Dans un célèbre journal du soir daté des 25 et 26 novembre on pouvait lire : « Les élites parlent d’effondrement et nous on parle de fin du mois », mots attribués à un Conseiller Municipal d’une petite ville de province. Par cette phrase le décor était planté, le monde serait divisé en deux, d’un côté « les élites » (apparamment il ne s’agit que de « riches » pas d’élites au sens intellectuel du terme) et de l’autre les pauvres.
Ce mouvement des gilets jaunes interpelle néanmoins de part son hétérogénéité, car on n’arrive pas à discerner si les « pauvres » habillés de jaune sont misérables comme ils le prétendent ou bien si tout simplement ils sont frustrés par la situation de consommateur pauvre dans laquelle le système les aurait mis. Difficile à comprendre ce mouvement tellement il est hétérogène. Ainsi apprenait on que parmi les interpellés   à l’issue de la manifestation du 24 novembre dans la capitale, il y en avait un riche percevant 8000 euros par mois en Suisse, et d’autres alignant les CDD ou vivant avec  950 euros par mois.
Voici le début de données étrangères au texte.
PR #1698, opened 2022-01-20
✨ add support for style prop in Marker

A-Tokyo:
- Add new prop `style` to Marker component.

This allows users to pass inline styles to the Marker component, eg: zIndex

Note: This PR is targeted towards the 5.3 release since create react app users can't yet upgrade to v6 due to transpilation issues.

closes https://github.com/visgl/react-map-gl/issues/1697

### DIFF
--- a/src/components/marker.d.ts
+++ b/src/components/marker.d.ts
@@ -4,7 +4,8 @@ import type {DraggableControlProps} from './draggable-control';
 export type MarkerProps = DraggableControlProps & {
   className?: string,
   longitude: number,
-  latitude: number
+  latitude: number,
+  style?: { [key: string]: string }
 };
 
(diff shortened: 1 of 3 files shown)


Pessimistress (approved):

src/components/marker.d.ts
```diff
@@ -4,7 +4,8 @@ import type {DraggableControlProps} from './draggable-control';
 export type MarkerProps = DraggableControlProps & {
   className?: string,
   longitude: number,
-  latitude: number
+  latitude: number,
+  style?: { [key: string]: string }
```
A-Tokyo, line 8:
```suggestion
  style?: { [key: string]: string | number }
```

PR #1785, opened 2022-03-02
Remove optional chained operator

remotezygote:
Currently this library breaks when compiling under `fuse-box` due to an issue with optional chaining (see https://github.com/fuse-box/fuse-box/issues/1981). This removes the one instance that is not handled correctly. This change allows the library to be used with `fuse-box` again (it was unusable since v7), and does not change the logic.

### DIFF
--- a/src/components/use-control.ts
+++ b/src/components/use-control.ts
@@ -18,7 +18,8 @@ export default function useControl<T extends IControl>(
   useEffect(() => {
     const {map} = context;
     if (!map.hasControl(ctrl)) {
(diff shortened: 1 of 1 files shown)


Pessimistress:
There are plenty more optional chaining in the src (search for `?.`). I do not think we should change how the code is written based on a "use at your own risk" version of a bundler.

FWIW, the published package contains a fully transpiled version (package.json `"main": "dist/es5/index.js"`) that does not include any new JS features. You can import from `react-map-gl/dist/es5` in your project while the bundler resolves its issues.

PR #1803, opened 2022-03-10
removed weird type

donnikitos:
Return type of `useMap()` was breaking builds:

```
node_modules/react-map-gl/dist/esm/components/use-map.d.ts:13:5 - error TS2411: Property 'current' of type 'MapRef | undefined' is not assignable to 'string' index type 'MapRef'.

13     current?: MapRef;
       ~~~~~~~
```


Pessimistress:
#1799

PR #1831, opened 2022-04-15
Fix rendering issue with globe view at high zoom

SnailBones:
Fixes https://github.com/mapbox/mapbox-gl-js/issues/11750

In the upcoming globe projection in mapbox-gl-js, the projection automatically transitions to Mercator at high zoom levels. When used with react-map-gl, this created an inconsistent state where between `Mapbox._renderTransform.projection` would be correctly set to Mercator but `Mapbox._map.transform.projection` would be reset to globe at every update, creating strange rendering artifacts.

This PR provides a fix by preserving `projection` from the previous state of the transform.

### Before:

https://user-images.githubusercontent.com/14878684/163887380-fa00ef5b-9b55-4394-938f-4b51fdcd9c31.mov

### After:

https://user-images.githubusercontent.com/14878684/163887390-7bc65cda-9c47-44c9-8c0d-0a687b009cdb.mov

### DIFF
--- a/src/mapbox/mapbox.ts
+++ b/src/mapbox/mapbox.ts
@@ -852,7 +852,9 @@ export default class Mapbox {
         // Replace map.transform with ours during the callbacks
         map.transform = this._renderTransform;
         baseFire.call(map, event, properties);
+        const savedProjection = map.transform.projection;
         map.transform = tr;
+        map.transform.projection = savedProjection;
 
         return map;
       }
--- a/src/types/index.ts
+++ b/src/types/index.ts
@@ -17,6 +17,8 @@ export type {
   ScaleControl as MapboxScaleControl
 } from 'mapbox-gl';
 
+import type {ProjectionSpecification} from '../types';
+
 /**
  * Stub for mapbox's Transform class
  * https://github.com/mapbox/mapbox-gl-js/blob/main/src/geo/transform.js
@@ -29,6 +31,7 @@ export type Transform = {
   bearing: number;
   pitch: number;
   padding: PaddingOptions;
+  projection: ProjectionSpecification;
 
   clone: () => Transform;
   resize: (width: number, height: number) => void;


src/mapbox/mapbox.ts
```diff
@@ -852,7 +852,9 @@ export default class Mapbox {
         // Replace map.transform with ours during the callbacks
         map.transform = this._renderTransform;
         baseFire.call(map, event, properties);
+        const savedProjection = map.transform.projection;
         map.transform = tr;
+        map.transform.projection = savedProjection;
```
Pessimistress, line 857: Looks like the auto switching of projection happens in `map._render`:

https://github.com/mapbox/mapbox-gl-js/blob/9fff53107b78bdaae875693b7b34c7f9acb5a1ae/src/ui/map.js#L2950

Would it make more sense for us to match the two transforms in

https://github.com/visgl/react-map-gl/blob/bf5514908f653c60741136d02befefbadd0dff82/src/mapbox/mapbox.ts#L884

`tr.projection = this._map.transform.projection`?

SnailBones: I tried that initially, and while it fixes the rendering issue, it introduces a bug where the map position jumps on zooming out past the Mercator/Globe threshold.

https://user-images.githubusercontent.com/14878684/165402326-332c9939-4c2f-4db1-9860-ff0aa809e0e9.mov

SnailBones:
@Pessimistress Just wanted to check in on the status of this PR! Do you have any other concerns that I can address?

It would be great to have this fixed before the mapbox-gl-js globe release coming later this month.

Pessimistress:
Can you provide steps I can follow to test this feature?

src/mapbox/mapbox.ts
Pessimistress: I have seen the same issue in matching elevation between the two transforms. In addition to assigning

`tr.projection = this._renderTransform.projection`

You may also need to call `_calcMatrices()` on the transform.

SnailBones:
@Pessimistress Thank you for the quick response! You can install the globe alpha with `npm i mapbox/mapbox-gl-js#globe-alpha -s`

I've also been able to test the development version of `mapbox-gl-js` as follows:

- Install and build the latest version of mapbox-gl-js. (Docs [here](https://github.com/mapbox/mapbox-gl-js/blob/main/CONTRIBUTING.md))
- Use `npm link` to link the test application's `node_modules/mapbox-gl` to your local version of the `mapbox-gl-js` repository.
- Then in my test application:

```js
import mapboxgl from '!mapbox-gl';
...
    <Map
        mapLib={mapboxgl}
        projection="globe"
        ...
    >
    </Map>
```

Hope that helps!

src/mapbox/mapbox.ts
SnailBones: Thank you, I'll give that a try!

SnailBones:
Testing this again, it seems this has since been fixed by https://github.com/visgl/react-map-gl/pull/1841! Many thanks! 🙏

PR #1843, opened 2022-04-23
 Fix MapProvider prop types

shermify:
As of React 18 (@types/react), `children` is no longer an implicit prop on the React.FunctionComponent type.  This PR adds the type explicitly.  More info here

https://github.com/DefinitelyTyped/DefinitelyTyped/issues/46691
https://solverfox.dev/writing/no-implicit-children/


Pessimistress (approved):
Thank you!

PR #1851, opened 2022-05-02
feat: Support for custom mapbox layer

ptbrowne:
Instead of using DeckGl as the container for Mapbox, we use Mapbox
as the container for DeckGl layer. This lets us insert the deckgl layer
between the mapbox layers, which is very handy when dealing with labels.

We use DeckGL's custom Mapbox layer here. Since DeckGL's custom layer
need method on the prototype, we can copy the layer props with spreading,
otherwise we lose the methods. This is why the `layer` prop is added
on the Layer so that we can pass the custom layer without any copying.

I'd like to have your opinion on this way of doing before continuing the work on this PR (maybe improving the documentation or the example).


Pessimistress:
Thank you for the proposal. To simplify things, I suggest we don't change the prop types for the existing use cases, and just add

```typescript
type CustomLayer = {
  type: 'custom',
  layer: CustomLayerInterface
}
```

What do you think?

sven-meyer-wetter-com:
Any news on that?

hammaIX:
+1. This would be a really useful feature.

Reichenberg:
I'm very much interested in seeing this merged. is there a way to help this along?

Reichenberg:
@ptbrowne

stampycode:
Was trying to recreate in react-map-gl the example [here](https://docs.mapbox.com/mapbox-gl-js/example/add-3d-model/) to display a 3d model, but it looks like this isn't currently possible.

Is there a known workaround for this?

Many thanks!

src/components/layer.ts
```diff
@@ -59,27 +63,40 @@ function updateLayer(map: MapboxMap, id: string, props: LayerProps, prevProps: L
...
+function createLayer(map: MapboxMap, id: string, layerProps: LayerProps, beforeId: string) {
+  // @ts-ignore
+  if (isMapStyleLoaded(map) && (!('source' in layerProps) || map.getSource(layerProps.source))) {
     // @ts-ignore
-    map.addLayer(options, props.beforeId);
+    map.addLayer(layerProps, beforeId);
   }
 }
 
 /* eslint-enable complexity, max-statements */
```
ZiaurRehmanmalhi, line 80: remove extra lines

mourner:
@Pessimistress hi! Just wanted to chime in on the custom layer feature too — it's very useful. I got around that somewhat by setting it up as a factory function making an object (instead of a class instance), and silencing TypeScript errors when using those props on `<Layer .../>`, but it would be really nice to have an easier time setting up custom layers with this project.

PR #1872, opened 2022-05-23
Fix create react app builds with es2015 target

### LINKED ISSUE #1871: [Bug] es2020 target breaks CRA 4 builds
### Description

When I use Create React App version 4 (react-scripts, ^4.0.3) with `react-map-gl`, I get the following error:

```bash
Failed to compile.

./node_modules/react-map-gl/dist/esm/components/use-control.js 12:46
Module parse failed: Unexpected token (12:46)
File was processed with these loaders:
 * ./node_modules/babel-loader/lib/index.js
You may need an additional loader to handle the result of these loaders.
| 
|     if (!map.hasControl(ctrl)) {
>       map.addControl(ctrl, (opts || onRemove)?.position);
|     }
|
```

This appears to be due to an [aggressive target of ES2020](https://github.com/visgl/react-map-gl/blob/master/tsconfig.json#L3) which does not transform the optional chaining `?` code. If the `target` was reduced to `es2015` the optional chaining code would be transformed and Webpack would no longer throw on this code. I tested this out and the transformed code in `/dist/ems/components/use-controls.js` no longer has the optional chaining token:

```js
        if (!map.hasControl(ctrl)) {
            map.addControl(ctrl, (_a = (opts || onRemove)) === null || _a === void 0 ? void 0 : _a.position);
        }
```

This should not be a breaking change because previous versions of JavaScript are compatible with newer versions.

If you are open to this change, I'm willing to open a PR if that would be helpful.

### Expected Behavior

Create React App 4 shouldn't throw an error when building `react-map-gl`.

### Steps to Reproduce

I created a sample repo that will show the error:
https://github.com/reesscot/react-mapbox-gl-test

Run:
```
git clone git@github.com:reesscot/react-mapbox-gl-test.git
cd react-mapbox-gl-test 
npm install
npm start
```
Observe error above.

### Environment

- Framework version: `"react-map-gl": "^7.0.14",`
- Map library: `"mapbox-gl": "^2.8.2",`
- Browser: N/A
- OS: Mac OS X

### Logs

N/A it's a build error

reesscot:
This fixes #1871 by setting the `target` to `es2015`

Tested using the following steps:
1. Edited target to `es2015`
1. Ran `yarn build`
1. Verified that optional chaining code in use-control.js was tranformed:

```js
        if (!map.hasControl(ctrl)) {
            map.addControl(ctrl, (_a = (opts || onRemove)) === null || _a === void 0 ? void 0 : _a.position);
        }
```
4. Copied dist folder to https://github.com/reesscot/react-mapbox-gl-test project's `node_modules` folder.
5. Noted that error message around optional chaining in `use-control.js` went away and got successful build:

image

### DIFF
--- a/tsconfig.esm.json
+++ b/tsconfig.esm.json
@@ -1,6 +1,6 @@
 {
   "compilerOptions": {
-    "target": "es2020",
+    "target": "es2015",
     "jsx": "react",
     "moduleResolution": "node",
     "module": "ES2020",
--- a/tsconfig.json
+++ b/tsconfig.json
@@ -1,6 +1,6 @@
 {
   "compilerOptions": {
-    "target": "es2020",
+    "target": "es2015",
     "jsx": "react",
     "allowSyntheticDefaultImports": true,
     "resolveJsonModule": true,


Pessimistress:
See relevant discussion here: https://github.com/visgl/react-map-gl/discussions/1791#discussioncomment-2289886

The rationale behind the current build target is to allow users to retain the max control of their transpilation. The transform of optional chaining is non reversible. We already have a dist/es5 entry point that is fully transpiled if that is what you wish to target.

Even if we do want to downgrade the build target, is ES2018 not enough?

Issue #1950, opened 2022-08-11
[Bug] `onMouseMove` ignores `interactiveLayerIds`


tordans:
### Description

The way I read the docs for `onMouseMove` (https://visgl.github.io/react-map-gl/docs/api-reference/map#onmousemove) when I specify a layer in `interactiveLayerIds`, the events should only fire while I move the mouse over one of the elements of those specified layers. 

That is how it works for `onMouseEnter` (console log `a`) and `onMouseLeave` (console log `b`) on the blue line.

However, for `onMouseMove` the events fire all the time.

<img width="886" alt="image" src="https://user-images.githubusercontent.com/111561/184223892-933f59cd-26de-49ee-b8fe-cfc6c687a0a5.png">

### Expected Behavior

I expected `onMouseMove` to behave the same way as `onMouseEnter/Leave`, to only fire when hovering the blue lines (which are the layer I specified with `interactiveLayerIds`).

### Steps to Reproduce

(On request)

### Environment

- Framework version: `"react-map-gl": "^7.0.17",`
- Map library: `"maplibre-gl": "^2.1.9",`
- Browser: Chrome
- OS: macOS

Pessimistress:
Please create a CodeSandbox that reproduces your issue.

tordans:
> Please create a CodeSandbox that reproduces your issue.

I created https://github.com/visgl/react-map-gl/pull/1953 which shows the issue.

<img width="592" alt="image" src="https://user-images.githubusercontent.com/111561/184693848-a5337ee8-71f0-4493-ad10-eabba1b79a2f.png">

The console.error is the `onEnter` logging, which only fires once when I enter the first state from the bottom of the screen. The 350+ console.log fire for `onMouseMove` which I take as an indicator that the `interactiveLayerIds` are not taken into account.

HTH

Pessimistress:
Ok this was changed because of https://github.com/visgl/react-map-gl/issues/1893. In mapbox-gl you can register multiple callbacks for the same event like

```js
map.on('click', () => {
  // clicked anywhere
});
map.on('click', 'some-layer', () => {
  // clicked on layer
});
```

Since the React API can only take one callback for each event, it becomes tricky to handle both the layer-specific and "anywhere" situation. While it is relatively easy to check for empty `features` (this issue), there is no quick workaround if the event is not fired (issue #1893), so I think that the current behavior covers more use cases.

The documentation should be updated to reflect the current behavior.

tordans:
[...]

PR #1953, opened 2022-08-15
This is a debug example for #1950

tordans:
https://github.com/visgl/react-map-gl/issues/1950


Pessimistress:
Thanks for putting this together.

Depuis le début la décroissance s’acharne à distinguer la pauvreté de la misère. La pauvreté est un situation qui interdit de faire des écarts, d’acheter ce que les décroissants jugent « superflu », mais une situation dans laquelle on est autonome, alors que la misère est une situation qui met en péril la vie de ceux qui la subissent et en tout cas les rend très dépendant des autres pour vivoter. Autrement dit on pourrait être pauvre mais heureux, c’est à dire serein, sans angoisse, à condition d’avoir « décolonisé » son imaginaire et d’accepter qu’on n’a finalement pas besoin de télévision, de smartphone, et surtout d’automobile, mais plutôt de liens sociaux, de démocratie -directe si possible-, de connaissance, de partage.
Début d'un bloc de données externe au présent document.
PR #1954, opened 2022-08-16
Update event callback documentation

Pessimistress:
For https://github.com/visgl/react-map-gl/issues/1950

### DIFF
--- a/docs/api-reference/map.md
+++ b/docs/api-reference/map.md
@@ -280,13 +280,13 @@ Called when an error occurs.
 
 Called when a pointing device (usually a mouse) is pressed within the map.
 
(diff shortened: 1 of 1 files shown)


docs/api-reference/map.md
```diff
@@ -280,13 +280,13 @@ Called when an error occurs.
 
 Called when a pointing device (usually a mouse) is pressed within the map.
 
-If `interactiveLayerIds` is specified, the event will fire only when the the cursor is pressed while inside a visible portion of the specifed layer(s).
+If `interactiveLayerIds` is specified, the event will contain an additional `features` field that contains features under the cursor from the specifed layer.
```
kylebarron, line 283:
```suggestion
If `interactiveLayerIds` is specified, the event will contain an additional `features` field that contains features under the cursor from the specified layer.
```

ditto in each below

kylebarron (approved):

Issue #1844, opened 2022-04-24
[Bug] SymbolLayer crashes on style update


wafisher:
### Description

When using `Source/Layer` with a `SymbolLayer` and a (modified) Immutable base style, I get the following in the console.

```
mapbox-gl.js:35 Uncaught TypeError: Cannot read properties of undefined (reading 'get')
    at new It (mapbox-gl.js:35:1)
    at zt.continuePlacement (mapbox-gl.js:35:1)
    at Nt._updatePlacement (mapbox-gl.js:35:1)
    at Map._render (mapbox-gl.js:35:1)
    at Map.map._render (mapbox.ts:552:1)
    at mapbox-gl.js:35:1
```

There's some interaction with both of these that brings about the issue. If I remove the SymbolLayer, I don't get this issue. And if I don't modify the style, I also don't get the issue.

### Steps to Reproduce

I've created a minimal reproduction here: https://codesandbox.io/s/great-mccarthy-0pozvg. Click on the map to trigger the issue.

### Environment

- Framework version: 7.0.11
- Browser: latest Chrome and Safari

Pessimistress:
I can reproduce the crash with native mapbox-gl: https://codesandbox.io/s/proud-wave-gohost

You may wish to report this to the [Mapbox GL JS repo](https://github.com/mapbox/mapbox-gl-js/issues).

wafisher:
Done https://github.com/mapbox/mapbox-gl-js/issues/11820

wafisher:
I believe this is fixed with the new release?

Just confirming: #2047 is strictly a workaround because https://github.com/mapbox/mapbox-gl-js/issues/11820 has not been resolved, correct?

Inversement, pour les gilets jaunes avoir une voiture serait fondamental pour survivre, car beaucoup habitent loin de leur lieu de travail et sont obligés d’utiliser une automobile pour tout simplement travailler (mais aussi emmener les enfants à la crèche, faire leurs courses, aller chez le médecin, etc.).  On passe donc à une autre échelle, autrefois le pauvre avait du mal à trouver du travail, aujourd’hui ce sont les conditions « secondaires » comme la capacité de transport pour aller travailler qui prennent le dessus, même si la difficulté de trouver du travail persiste.
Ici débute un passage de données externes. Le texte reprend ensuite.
PR #2160, opened 2023-04-13
Force map reload upon reuse

### LINKED ISSUE #2154: [Bug] inconsistent map state upon recycle
### Description

When a map instance is recycled via the `reuseMaps` prop and an `initialViewState` is provided that differs from the final view state of the previous map, Mapbox state is being updated to reflect the new `initialViewState` but it does not load new basemap tiles or move the existing tiles to their new positions until the user pans/zooms the map.

Note: this is only an issue when `initialViewState` uses `latitude`/`longitude`. When `initialViewState` uses `bounds`, the map behaves as expected.

Likely caused by a bug [in `_updateViewState()`](https://github.com/visgl/react-map-gl/blob/074a4094b1d34c8df95774ec26c522e5c3dd6f64/src/mapbox/mapbox.ts#L651-L691) when called from here: https://github.com/visgl/react-map-gl/blob/master/src/mapbox/mapbox.ts#L491-L499

### Expected Behavior

When a map instance is recycled, the basemap tiles should immediately reflect the new `initialViewState`.

### Steps to Reproduce

Sandbox: https://codesandbox.io/s/bold-diffie-qhzcdt?file=/src/App.tsx

1. Load the sandbox
2. Drag the map around a little
3. Click the button to toggle `<Map>` components
4. Observe that the `<Marker>` is in the center of the map rather than at the coordinates it was set to
5. Drag the map again
6. Observe that the basemap tiles reload, putting the `<Marker>` where it belongs

### Environment

- Framework version: react-map-gl@7.0.21
- Map library: mapbox-gl@1.13.3
- Browser: Microsoft Edge@112.0.1722.34
- OS: Windows 10

### Logs

_No response_

Pessimistress:
Another attempt to resolve #2154

`map_update()` is called internally upon move event to reload sources and rerender.

### DIFF
--- a/src/mapbox/mapbox.ts
+++ b/src/mapbox/mapbox.ts
@@ -506,8 +506,9 @@ export default class Mapbox {
       map.once('styledata', () => map.fire('load'));
     }
 
-    // Force redraw
-    map.triggerRepaint();
+    // Force reload
+    // @ts-ignore
+    map._update();
     return that;
   }
 


michaelcgorman:
#2154 OP here. I haven't figured out how to update my Code Sandbox to this commit, but FWIW I manually applied the diff in my main project and it appears to have solved the problem.

chrisgervang (approved):

michaelcgorman:
Hey -- just checking in again about this. It merged into master a while ago, but it doesn't look like it was in yesterday's release. Was that intentional?

michaelcgorman:
Oh, awesome. Thank you!

PR #2170, opened 2023-05-07
Upgrade test harness

Pessimistress:


test/render/golden-images/basic-map.png
chrisgervang, line 1: The San Francisco label is slightly different. Is that expected?

chrisgervang (approved):

test/render/golden-images/basic-map.png
Pessimistress: Yes, the mapbox-gl dependency is upgraded

PR #2174, opened 2023-05-09
Fix reuseMaps with maplibre-gl ResizeObserver not changing observee

viliket:
Resolves https://github.com/visgl/react-map-gl/issues/2166


Pessimistress (approved):
Thank you!

PR #2175, opened 2023-05-09
Make mapbox-gl an optional dependency

Pessimistress:
#2161

### DIFF
--- a/README.md
+++ b/README.md
@@ -31,6 +31,7 @@ import Map from 'react-map-gl';
 
 function App() {
   return <Map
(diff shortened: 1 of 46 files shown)


chrisgervang (approved):
LGTM. I'm noticing this is planned for a minor release, but will break at runtime for a number of users. Might be worth adding a upgrade message in the error for a few releases.

Pessimistress:
After some debate I think it's better to stick to strict semantic versioning and land this in the next major version (8.0). Updated the upgrade guide accordingly.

Rappelons le ce mouvement est né suite à l’annonce d’ une augmentation de l’essence de 3 c. et du gazole de 6 c. en 2019. Augmentation finalement retoquée par le Sénat et qui ne sera certainement pas mise en oeuvre.
Ce n’est pas la première fois que la question du pétrole prend autant d’importance. Rappelons nous la crise des « subprime », elle fut provoquée par la hausse du cours du baril qui grimpa jusqu’à 145 $ en 2008, faisant dégringoler le prix des maisons achetées sans apport par des gens aux revenus modestes et situées dans de lointaines banlieues, alors que le niveau d’endettement lui ne baissait pas, d’où les faillites individuelles puis celle des banques…
Le cours du pétrole a provoqué des crises économiques et maintenant il provoquerait des crises sociales…sauf que là il ne s’agit pas de son cours qui après avoir grimpé s’est plutôt stabilisé (même si la main-mise des Chinois sur une bonne partie de la production aurait de quoi inquiéter les européens pour l’avenir) mais des taxes….avec derrière celles-ci l’Etat macronien de plus en plus honni.Honni à cause de son mépris pour le peuple, honni à cause des inégalités qui ne cessent de s'accroitre.


Que peut faire la décroissance ? Tout d'abord rappeler que la décroissance, c'est celle de son empreinte biosphérique, et qu'elle ne peut être réalisée sans un arrêt du productivisme et d'activités productives mettant en péril la biosphère : nucléaire, automobile, aéronautique, agriculture productiviste, etc. Elle interpelle donc d'abord le secteur de la production, mais arrêter ces activités sous-entendrait un  bouleversement social  radical et nous ne voyons pour l'instant aucune demande en ce sens dans ce mouvement, ni aucun mouvement populaire pour le mettre en oeuvre. De plus, si l'on arrête des activités il faut être en mesure de répartir le travail entre tous et lancer d'autres productions -le tout dans une société autogérée- pour satisfaire les besoins de la société et ne pas détruire la nature. Pour l'instant, la décroissance n'a pas réussi à susciter un large mouvement pour remettre en cause le productivisme, c'est pour cela que beaucoup n'ont d'autres recours que de modifier leur façon de consommer : le refus de l'automobile, du crédit, de la TV, de répondre aux sollicitations de la publicité, de la numérisation du monde, etc., bref le "petit geste" quotidien et individualiste, et la "décolonisation de son imaginaire". On en est là.